== MATERIAL FOR THE TASK ==

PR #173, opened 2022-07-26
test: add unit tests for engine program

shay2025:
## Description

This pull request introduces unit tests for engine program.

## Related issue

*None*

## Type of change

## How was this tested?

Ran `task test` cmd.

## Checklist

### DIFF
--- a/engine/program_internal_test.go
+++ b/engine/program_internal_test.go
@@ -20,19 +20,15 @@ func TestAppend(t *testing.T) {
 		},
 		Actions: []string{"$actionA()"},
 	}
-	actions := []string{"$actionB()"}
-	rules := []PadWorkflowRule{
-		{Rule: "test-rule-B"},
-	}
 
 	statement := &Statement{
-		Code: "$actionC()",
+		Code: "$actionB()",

===
== MATERIAL FOR THE TASK ==

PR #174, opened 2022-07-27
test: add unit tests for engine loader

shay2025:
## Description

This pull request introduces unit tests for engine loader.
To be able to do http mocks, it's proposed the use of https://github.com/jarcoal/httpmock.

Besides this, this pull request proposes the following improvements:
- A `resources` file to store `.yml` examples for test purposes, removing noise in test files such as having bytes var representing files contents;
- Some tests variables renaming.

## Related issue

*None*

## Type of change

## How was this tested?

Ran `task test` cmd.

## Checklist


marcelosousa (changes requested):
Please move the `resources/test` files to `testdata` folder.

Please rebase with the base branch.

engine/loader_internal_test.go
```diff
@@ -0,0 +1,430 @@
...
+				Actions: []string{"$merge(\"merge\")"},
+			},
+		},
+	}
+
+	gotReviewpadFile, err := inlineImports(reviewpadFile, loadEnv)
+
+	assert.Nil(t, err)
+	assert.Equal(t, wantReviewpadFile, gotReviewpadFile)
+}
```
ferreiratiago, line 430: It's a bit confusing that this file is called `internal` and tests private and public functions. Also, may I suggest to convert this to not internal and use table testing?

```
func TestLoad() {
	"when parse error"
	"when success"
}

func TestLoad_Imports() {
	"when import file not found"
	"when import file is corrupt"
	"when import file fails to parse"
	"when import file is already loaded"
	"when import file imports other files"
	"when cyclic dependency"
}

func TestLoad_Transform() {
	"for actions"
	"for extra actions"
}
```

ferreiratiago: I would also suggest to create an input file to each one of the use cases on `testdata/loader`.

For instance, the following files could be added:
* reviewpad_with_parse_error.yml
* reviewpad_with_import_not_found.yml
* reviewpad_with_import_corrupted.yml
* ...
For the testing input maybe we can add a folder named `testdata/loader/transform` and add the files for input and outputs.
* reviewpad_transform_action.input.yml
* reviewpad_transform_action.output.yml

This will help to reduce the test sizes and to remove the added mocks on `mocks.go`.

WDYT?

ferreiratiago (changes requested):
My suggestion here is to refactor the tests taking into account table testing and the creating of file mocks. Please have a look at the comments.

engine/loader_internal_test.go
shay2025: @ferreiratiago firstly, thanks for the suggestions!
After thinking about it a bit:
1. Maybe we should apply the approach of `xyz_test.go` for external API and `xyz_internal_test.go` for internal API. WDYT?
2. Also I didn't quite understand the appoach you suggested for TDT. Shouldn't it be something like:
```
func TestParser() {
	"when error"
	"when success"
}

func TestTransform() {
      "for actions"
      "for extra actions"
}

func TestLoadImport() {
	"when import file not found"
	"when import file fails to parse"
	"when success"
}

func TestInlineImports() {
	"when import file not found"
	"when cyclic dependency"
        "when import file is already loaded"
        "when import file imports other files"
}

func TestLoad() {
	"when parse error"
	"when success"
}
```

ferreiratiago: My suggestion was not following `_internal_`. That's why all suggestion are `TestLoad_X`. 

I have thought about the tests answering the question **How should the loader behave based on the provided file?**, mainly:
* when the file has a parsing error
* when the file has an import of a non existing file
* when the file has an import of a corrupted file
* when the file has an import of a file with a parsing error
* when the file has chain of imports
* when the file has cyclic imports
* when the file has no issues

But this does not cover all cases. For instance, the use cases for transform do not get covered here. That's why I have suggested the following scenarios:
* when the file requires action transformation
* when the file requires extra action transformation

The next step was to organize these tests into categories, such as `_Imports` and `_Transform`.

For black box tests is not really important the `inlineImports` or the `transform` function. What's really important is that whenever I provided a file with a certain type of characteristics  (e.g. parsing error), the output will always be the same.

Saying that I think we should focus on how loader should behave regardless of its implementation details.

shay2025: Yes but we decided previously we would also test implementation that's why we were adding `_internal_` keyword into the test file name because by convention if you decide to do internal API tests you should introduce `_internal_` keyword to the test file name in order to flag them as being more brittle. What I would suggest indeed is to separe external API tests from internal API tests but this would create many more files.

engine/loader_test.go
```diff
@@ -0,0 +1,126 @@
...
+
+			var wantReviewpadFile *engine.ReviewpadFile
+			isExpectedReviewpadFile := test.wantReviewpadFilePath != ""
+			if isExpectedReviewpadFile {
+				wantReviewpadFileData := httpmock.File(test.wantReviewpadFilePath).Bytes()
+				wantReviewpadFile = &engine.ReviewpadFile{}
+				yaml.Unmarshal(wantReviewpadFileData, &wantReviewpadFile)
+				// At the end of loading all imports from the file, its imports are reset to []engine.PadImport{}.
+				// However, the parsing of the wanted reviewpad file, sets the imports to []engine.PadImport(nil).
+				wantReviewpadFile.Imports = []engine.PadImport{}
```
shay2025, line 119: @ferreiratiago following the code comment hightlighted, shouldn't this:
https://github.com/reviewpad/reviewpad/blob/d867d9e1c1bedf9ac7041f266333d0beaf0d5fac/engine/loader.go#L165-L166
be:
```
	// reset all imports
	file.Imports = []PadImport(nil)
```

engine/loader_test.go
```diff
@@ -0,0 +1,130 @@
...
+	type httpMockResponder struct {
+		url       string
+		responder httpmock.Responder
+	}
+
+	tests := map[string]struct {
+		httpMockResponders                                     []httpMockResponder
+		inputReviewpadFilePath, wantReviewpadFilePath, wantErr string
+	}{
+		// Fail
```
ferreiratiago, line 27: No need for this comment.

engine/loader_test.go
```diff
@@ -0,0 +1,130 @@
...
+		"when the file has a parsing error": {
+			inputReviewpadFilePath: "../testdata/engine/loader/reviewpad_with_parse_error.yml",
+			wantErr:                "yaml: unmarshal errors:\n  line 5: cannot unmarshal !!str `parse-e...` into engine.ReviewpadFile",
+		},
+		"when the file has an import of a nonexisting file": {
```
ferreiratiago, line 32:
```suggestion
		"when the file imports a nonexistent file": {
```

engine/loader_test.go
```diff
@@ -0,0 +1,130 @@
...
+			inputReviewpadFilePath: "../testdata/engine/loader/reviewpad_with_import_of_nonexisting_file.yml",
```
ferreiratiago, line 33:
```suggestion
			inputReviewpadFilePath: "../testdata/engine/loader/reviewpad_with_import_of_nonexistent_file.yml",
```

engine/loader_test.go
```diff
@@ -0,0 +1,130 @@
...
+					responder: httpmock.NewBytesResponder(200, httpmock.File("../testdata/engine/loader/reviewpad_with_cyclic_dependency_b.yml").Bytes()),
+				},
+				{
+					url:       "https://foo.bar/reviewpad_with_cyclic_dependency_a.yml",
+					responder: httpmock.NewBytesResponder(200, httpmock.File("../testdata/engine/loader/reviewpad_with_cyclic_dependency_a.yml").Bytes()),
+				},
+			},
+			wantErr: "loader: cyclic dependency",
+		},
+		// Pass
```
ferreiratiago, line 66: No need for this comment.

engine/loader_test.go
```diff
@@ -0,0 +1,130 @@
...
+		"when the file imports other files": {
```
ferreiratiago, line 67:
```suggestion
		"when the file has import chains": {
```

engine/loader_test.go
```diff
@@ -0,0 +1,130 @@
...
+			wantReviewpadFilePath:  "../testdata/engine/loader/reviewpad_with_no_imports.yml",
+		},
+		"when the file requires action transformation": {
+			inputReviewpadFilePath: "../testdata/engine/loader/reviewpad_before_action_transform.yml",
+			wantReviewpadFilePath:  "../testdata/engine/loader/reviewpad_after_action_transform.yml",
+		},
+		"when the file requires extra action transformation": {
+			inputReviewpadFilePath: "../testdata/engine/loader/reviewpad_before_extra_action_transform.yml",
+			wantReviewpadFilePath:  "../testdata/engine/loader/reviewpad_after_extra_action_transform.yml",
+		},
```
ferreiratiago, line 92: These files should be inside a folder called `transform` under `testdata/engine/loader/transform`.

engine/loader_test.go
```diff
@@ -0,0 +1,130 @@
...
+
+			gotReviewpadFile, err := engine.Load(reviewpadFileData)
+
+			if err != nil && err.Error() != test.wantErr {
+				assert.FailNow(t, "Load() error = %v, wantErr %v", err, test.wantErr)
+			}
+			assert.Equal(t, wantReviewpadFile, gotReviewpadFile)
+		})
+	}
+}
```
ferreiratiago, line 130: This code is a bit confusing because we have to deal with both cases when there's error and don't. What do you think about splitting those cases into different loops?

===

**WHAT THE TASK ASKS**
Looking at the entries above, can you reproduce exactly the lines from the one that holds "ferreiratiago: I would" through the one that holds "has cyclic imports", and only those?

**EXPECTED ANSWER**
ferreiratiago: I would also suggest to create an input file to each one of the use cases on `testdata/loader`.

For instance, the following files could be added:
* reviewpad_with_parse_error.yml
* reviewpad_with_import_not_found.yml
* reviewpad_with_import_corrupted.yml
* ...
For the testing input maybe we can add a folder named `testdata/loader/transform` and add the files for input and outputs.
* reviewpad_transform_action.input.yml
* reviewpad_transform_action.output.yml

This will help to reduce the test sizes and to remove the added mocks on `mocks.go`.

WDYT?

ferreiratiago (changes requested):
My suggestion here is to refactor the tests taking into account table testing and the creating of file mocks. Please have a look at the comments.

engine/loader_internal_test.go
shay2025: @ferreiratiago firstly, thanks for the suggestions!
After thinking about it a bit:
1. Maybe we should apply the approach of `xyz_test.go` for external API and `xyz_internal_test.go` for internal API. WDYT?
2. Also I didn't quite understand the appoach you suggested for TDT. Shouldn't it be something like:
```
func TestParser() {
	"when error"
	"when success"
}

func TestTransform() {
      "for actions"
      "for extra actions"
}

func TestLoadImport() {
	"when import file not found"
	"when import file fails to parse"
	"when success"
}

func TestInlineImports() {
	"when import file not found"
	"when cyclic dependency"
        "when import file is already loaded"
        "when import file imports other files"
}

func TestLoad() {
	"when parse error"
	"when success"
}
```

ferreiratiago: My suggestion was not following `_internal_`. That's why all suggestion are `TestLoad_X`. 

I have thought about the tests answering the question **How should the loader behave based on the provided file?**, mainly:
* when the file has a parsing error
* when the file has an import of a non existing file
* when the file has an import of a corrupted file
* when the file has an import of a file with a parsing error
* when the file has chain of imports
* when the file has cyclic imports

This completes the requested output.